Top of RECORDS TO USE
PR #1213, opened 2023-05-31
Fix unit test

utpilla:
## Changes
- Fix a unit test failing the build
https://github.com/open-telemetry/opentelemetry-dotnet-contrib/actions/runs/5126743062/jobs/9221624195#step:7:198


Kielek (approved):
Approving, but I think that some additional rework should be done for this test.

@srprash, could you please check and fix the test?

PR #866, opened 2026-06-10
fix(perf): support composite (dual-encoder) models in winml perf

xieofxie:
## Problem

`winml perf` crashed on composite (dual-encoder) models such as SigLIP/CLIP:

```
winml perf --ep openvino --device cpu -m google/siglip-base-patch16-224 \
  --task zero-shot-image-classification
...
AttributeError: 'WinMLModelForZeroShotImageClassification' object has no attribute 'io_config'
```

`PerfBenchmark` assumed every model exposes a single `io_config` / `_session`. Composite
models have neither — they orchestrate multiple sub-models (e.g. an image encoder and a
text encoder), each with its own ONNX session. The failure is device-independent: the
`(model_type, task)` registry routes SigLIP to the composite class regardless of `--device`.

## Fix

Benchmark each sub-model **individually** — the same way `--module` benchmarks each
submodule — instead of timing the aggregate `forward()` pass:

- **`run()`** returns a single `BenchmarkResult` for single-session models, or a
  `{sub_model_name: BenchmarkResult}` mapping for composites.
- **`_run_sub_models()`** iterates `sub_models` and benchmarks each through the standard
  single-session pipeline by spawning a child `PerfBenchmark` with the already-loaded
  sub-model. Every sub-model reuses the existing compile / input-generation / simple +
  monitored loops / result-collection code, so per-sub-model measurement semantics match
  single-model runs exactly (pure-ORT time inside `session.perf()`).
- Each sub-model reports **its own** I/O, task, device, and EP — no aggregation.
- **`report_composite_results()`** renders a per-sub-model summary table and writes one
  combined JSON nesting each sub-model's full `BenchmarkResult.to_dict()` under
  `components` (`model_id`, `task`, `component_count`, `components`).

This removes the previous aggregate machinery (`_aggregate_io_config`,
`_describe_outputs`, `_probe_composite_outputs`, `_composite_run_iteration`) and the
composite branches inside the benchmark loops.

`_is_composite` stays duck-typed on `sub_models` (rather than
`isinstance(..., WinMLCompositeModel)`) on purpose: an `isinstance` check needs a runtime
import of `composite_model`, which imports torch and would blow the `winml perf --help`
import budget (`tests/cli/test_import_time.py`). Keeping `WinMLCompositeModel` a
TYPE_CHECKING-only import also lets the unit tests use lightweight duck-typed fakes.

## Result

```
Sub-model: image-encoder

Device:      cpu / OpenVINOExecutionProvider
Task:        image-feature-extraction
Inputs:      pixel_values         [1, 3, 224, 224]       float32
Outputs:     last_hidden_state    [1, 196, 768]
             pooler_output        [1, 768]


Sub-model: text-encoder

Device:      cpu / OpenVINOExecutionProvider
Task:        feature-extraction
Inputs:      input_ids            [1, 64]                int32
Outputs:     last_hidden_state    [1, 64, 768]
             pooler_output        [1, 768]


                                                    Per-Sub-Model Perf
┏━━━━━━━━━━━━━━━┳━━━━━━━━━━━━━━━━━━━━━━━━━━┳━━━━━━━━━━━━━━━━━━━━━━━━━━━━━━━━━┳━━━━━━━━━━━┳━━━━━━━━━━┳━━━━━━━━━━┳━━━━━━━━━━┓
┃ Sub-Model     ┃ Task                     ┃ Device                          ┃ Mean (ms) ┃ P90 (ms) ┃ Min (ms) ┃ Max (ms) ┃
┡━━━━━━━━━━━━━━━╇━━━━━━━━━━━━━━━━━━━━━━━━━━╇━━━━━━━━━━━━━━━━━━━━━━━━━━━━━━━━━╇━━━━━━━━━━━╇━━━━━━━━━━╇━━━━━━━━━━╇━━━━━━━━━━┩
│ image-encoder │ image-feature-extraction │ cpu / OpenVINOExecutionProvider │     81.14 │   104.97 │    63.49 │   124.89 │
│ text-encoder  │ feature-extraction       │ cpu / OpenVINOExecutionProvider │     39.19 │    51.89 │    24.99 │   109.08 │
└───────────────┴──────────────────────────┴─────────────────────────────────┴───────────┴──────────┴──────────┴──────────┘
```

## Tests

`tests/unit/commands/test_perf_composite.py` is rewritten for the per-sub-model behavior:
each sub-model produces its own `BenchmarkResult` with its own I/O / task / device / EP,
every sub-session is compiled and run `warmup + iterations` times, and
`report_composite_results` emits the combined per-component JSON (and JSON-mode stdout).
Existing `test_perf_cli.py` and `test_perf_optracing_cli.py` still pass — no regression.


DingmaomaoBJTU (commented):
Overall this PR is well-structured and the approach of duck-typing on `sub_models` (to avoid torch import at load time) is a reasonable trade-off with a clear explanation. A few issues worth addressing before merge.

src/winml/modelkit/commands/perf.py
```diff
@@ -290,34 +291,101 @@ class PerfBenchmark:
...
+    def _run_sub_models(self) -> dict[str, BenchmarkResult]:
+        """Benchmark each sub-model of a composite individually.
+
+        Each sub-model is itself a single-session ``WinMLAutoModel``, so it is
+        benchmarked through the standard single-model pipeline by spawning a
+        child ``PerfBenchmark`` with the already-loaded sub-model. Results are
+        keyed by sub-model name for per-component reporting.
+        """
+        results: dict[str, BenchmarkResult] = {}
+        for name, sub in self._sub_models().items():
```
DingmaomaoBJTU: **No per-sub-model error isolation.** If `child._run_single()` raises on the second sub-model, the first sub-model's already-computed result is silently discarded and the caller gets an undecorated exception with no indication of which sub-model failed. Consider wrapping each iteration in a `try/except` that logs the failing sub-model name before re-raising.

src/winml/modelkit/commands/perf.py
```diff
@@ -290,34 +291,101 @@ class PerfBenchmark:
...
+        on purpose: an ``isinstance`` check needs a runtime import of
+        ``composite_model``, which imports torch and would blow the
+        ``winml perf --help`` import budget (see tests/cli/test_import_time.py) by
+        pulling torch in at module load. Keeping ``WinMLCompositeModel`` a
+        TYPE_CHECKING-only import also lets the unit tests use lightweight
+        duck-typed fakes instead of constructing real torch-backed composites.
+        ``sub_models`` is the defining member of the composite base, so it is a
+        reliable marker.
+        """
+        return hasattr(self._model, "sub_models")
```
DingmaomaoBJTU: **Duck-type check is fragile.** `hasattr(self._model, 'sub_models')` will silently misidentify any future single-session model that happens to carry a `sub_models` attribute for another purpose. The torch-import avoidance rationale is well documented, but tightening to `hasattr(..., 'sub_models') and isinstance(self._model.sub_models, dict)` would narrow the false-positive surface without any import cost.

src/winml/modelkit/commands/perf.py
```diff
@@ -290,34 +291,101 @@ class PerfBenchmark:
...
+
+    def _sub_models(self) -> dict[str, WinMLPreTrainedModel]:
```
DingmaomaoBJTU, line 315: **Inconsistent accessor style.** `_sub_models()` is a regular method while `_is_composite` and `_single` are `@property` accessors. Callers must remember to add `()` for one but not the others. Promote this to a property to match the other two.

src/winml/modelkit/commands/perf.py
```diff
@@ -1323,6 +1460,21 @@ def perf(
...
+            report_composite_results(
+                result,
+                console=console,
+                json_mode=json_mode,
+                output_path=output,
+                model_id=hf_model,
+                task=task,
+            )
+            console.print(f"[green]Results saved to:[/green] {output}")
+            return
```
DingmaomaoBJTU, line 1490: **`--op-tracing` is silently ignored for composite models.** This early return means any `--op-tracing` flag the user passed is swallowed with no feedback. Print a yellow warning before returning if `op_tracing` is truthy: `console.print('[yellow]Warning:[/yellow] --op-tracing is not supported for composite models and will be skipped.')`

tests/unit/commands/test_perf_composite.py
```diff
@@ -0,0 +1,264 @@
...
+
+class TestPerfBenchmarkComposite:
+    """PerfBenchmark benchmarks each sub-model of a composite individually."""
+
+    def test_detects_composite(self) -> None:
+        bench, _ = _composite_benchmark()
+        assert bench._is_composite is True
+
+    def test_run_returns_result_per_sub_model(self) -> None:
+        bench, _ = _composite_benchmark()
```
DingmaomaoBJTU, line 179: **Missing edge-case: empty `sub_models` dict.** When a composite model has zero sub-models `_run_sub_models()` returns `{}`, the `isinstance(result, dict)` branch fires, and `report_composite_results` writes a `component_count: 0` JSON file with no sub-model rows. A short test asserting this doesn't crash and produces an empty result dict would guard the boundary.

src/winml/modelkit/commands/perf.py
```diff
@@ -33,7 +34,10 @@
 
 
 if TYPE_CHECKING:
+    from collections.abc import Callable, Iterable
+
     from ..models.winml.base import WinMLPreTrainedModel
+    from ..models.winml.composite_model import WinMLCompositeModel
```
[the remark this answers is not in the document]
xieofxie: Resolved in 629ca816c. The import is needed so the type checker can resolve the `cast("WinMLCompositeModel", ...)` forward reference, but CodeQL only saw it inside a string. `_sub_models` now references the name via a bare local annotation (`composite: WinMLCompositeModel = cast(...)`), which is a real `Name` reference for CodeQL yet never evaluated at runtime (local annotations aren't), so the TYPE_CHECKING-only import stays and the import-time budget is unaffected.

src/winml/modelkit/commands/perf.py
xieofxie: Resolved in 629ca816c. `_run_sub_models` now wraps each `child._run_single()` in `try/except Exception` that logs `"Benchmarking sub-model '%s' failed"` with the sub-model name before re-raising, so a failure points at the offending sub-model.

src/winml/modelkit/commands/perf.py
xieofxie: Resolved in 629ca816c. `_is_composite` is now `hasattr(self._model, "sub_models") and isinstance(getattr(self._model, "sub_models", None), dict)`, narrowing the false-positive surface at no import cost. Docstring updated to note the guard.

src/winml/modelkit/commands/perf.py
xieofxie: Resolved in 629ca816c. `_sub_models` is now an `@property`, matching `_is_composite` and `_single`; the sole caller was updated to drop the `()`.

src/winml/modelkit/commands/perf.py
xieofxie: Resolved in 629ca816c. Before the composite early return, if `op_tracing` is truthy we now print `[yellow]Warning:[/yellow] --op-tracing is not supported for composite models and will be skipped.`

tests/unit/commands/test_perf_composite.py
xieofxie: Resolved in 629ca816c. Added `test_empty_sub_models_returns_empty_dict` (asserts `_run_sub_models()` returns `{}` without crashing) and `test_empty_components_writes_zero_count` (asserts `report_composite_results({}, ...)` writes `component_count: 0` with empty `components`).

src/winml/modelkit/commands/perf.py
xieofxie: Updated in 5d23bfebd to use the concrete type as you suggested: `_is_composite` is now `isinstance(self._model, WinMLCompositeModel)` with a **function-local** import of `composite_model`. The import runs only when the property is read (i.e. after a model is loaded, when torch is already in memory), never at module load, so the `winml perf --help` import budget (tests/cli/test_import_time.py — 68 passed) is unaffected. `_sub_models` narrows the same way via `assert isinstance(...)`, and the test fake now subclasses `WinMLCompositeModel` so the check matches.

src/winml/modelkit/commands/perf.py
```diff
@@ -290,34 +291,110 @@ class PerfBenchmark:
...
+            logger.info("Benchmarking sub-model '%s'", name)
+            Console(stderr=True).print(f"\n[bold]Sub-model:[/bold] {name}")
+            child = PerfBenchmark(self.config)
+            child._model = sub
+            try:
+                results[name] = child._run_single()
+            except Exception:
+                logger.error("Benchmarking sub-model '%s' failed", name)
+                raise
+        return results
```
DingmaomaoBJTU, line 374: **Finding 1 — partially addressed.** `logger.error` now names the failing sub-model, which is a good improvement. However, the bare `raise` re-propagates the original exception unchanged, so the message the *user* sees at the CLI carries no sub-model context unless they inspect logs. Consider `raise RuntimeError(f"Sub-model '{name}' failed: {exc}") from exc` (capture `except Exception as exc`) so the error is self-documenting without needing a log viewer.

DingmaomaoBJTU (commented):
Follow-up review: 4 of 5 previous findings are fully resolved. One remaining concern on error isolation (see inline comments), and one new minor issue introduced via the merge.

DingmaomaoBJTU (commented):
**New info-level issue (not inlineable — modified line from merge context):** perf.py:719 — _resolution variable is named with an underscore prefix, signalling ''intentionally unused'', yet occupies a named binding. Use plain _ as the fourth discard: parent_loader_cfg, _, _, _ = resolve_loader_config(...). If the TaskResolution value is needed later, rename it at that point without the leading underscore.

src/winml/modelkit/commands/perf.py
xieofxie: Resolved in caed1e492. Changed to capture the exception and re-raise with context: `except Exception as exc: ... raise RuntimeError(f"Sub-model '{name}' failed: {exc}") from exc`. The CLI-visible error now names the failing sub-model directly, and `from exc` preserves the original traceback/cause. Added `test_sub_model_failure_names_component` asserting the `RuntimeError` matches the component name and that `__cause__` is the original exception.

DingmaomaoBJTU (approved):
4/5 previous findings are fully resolved. The two remaining items are non-blocking:

- **perf.py:374** (warning, partial): \logger.error\ now names the failing sub-model, which is good. The bare \
aise\ still surfaces the original exception without sub-model context at the CLI, but this is a UX improvement rather than a correctness issue — the log output is sufficient for diagnosis.
- **perf.py:719** (info): \_resolution\ could be plain \_\ since it's unused, but this is cosmetic.

Core logic is correct: sub-models are benchmarked independently, results are keyed per component, the duck-type check is properly tightened, the \--op-tracing\ gap is closed, and the test coverage is solid. Approving.

src/winml/modelkit/commands/perf.py
xieofxie: applied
Bottom of RECORDS TO USE
Which of the lines above hold the string "yellow"? Pick each of them out.

DingmaomaoBJTU, line 1490: **`--op-tracing` is silently ignored for composite models.** This early return means any `--op-tracing` flag the user passed is swallowed with no feedback. Print a yellow warning before returning if `op_tracing` is truthy: `console.print('[yellow]Warning:[/yellow] --op-tracing is not supported for composite models and will be skipped.')`
xieofxie: Resolved in 629ca816c. Before the composite early return, if `op_tracing` is truthy we now print `[yellow]Warning:[/yellow] --op-tracing is not supported for composite models and will be skipped.`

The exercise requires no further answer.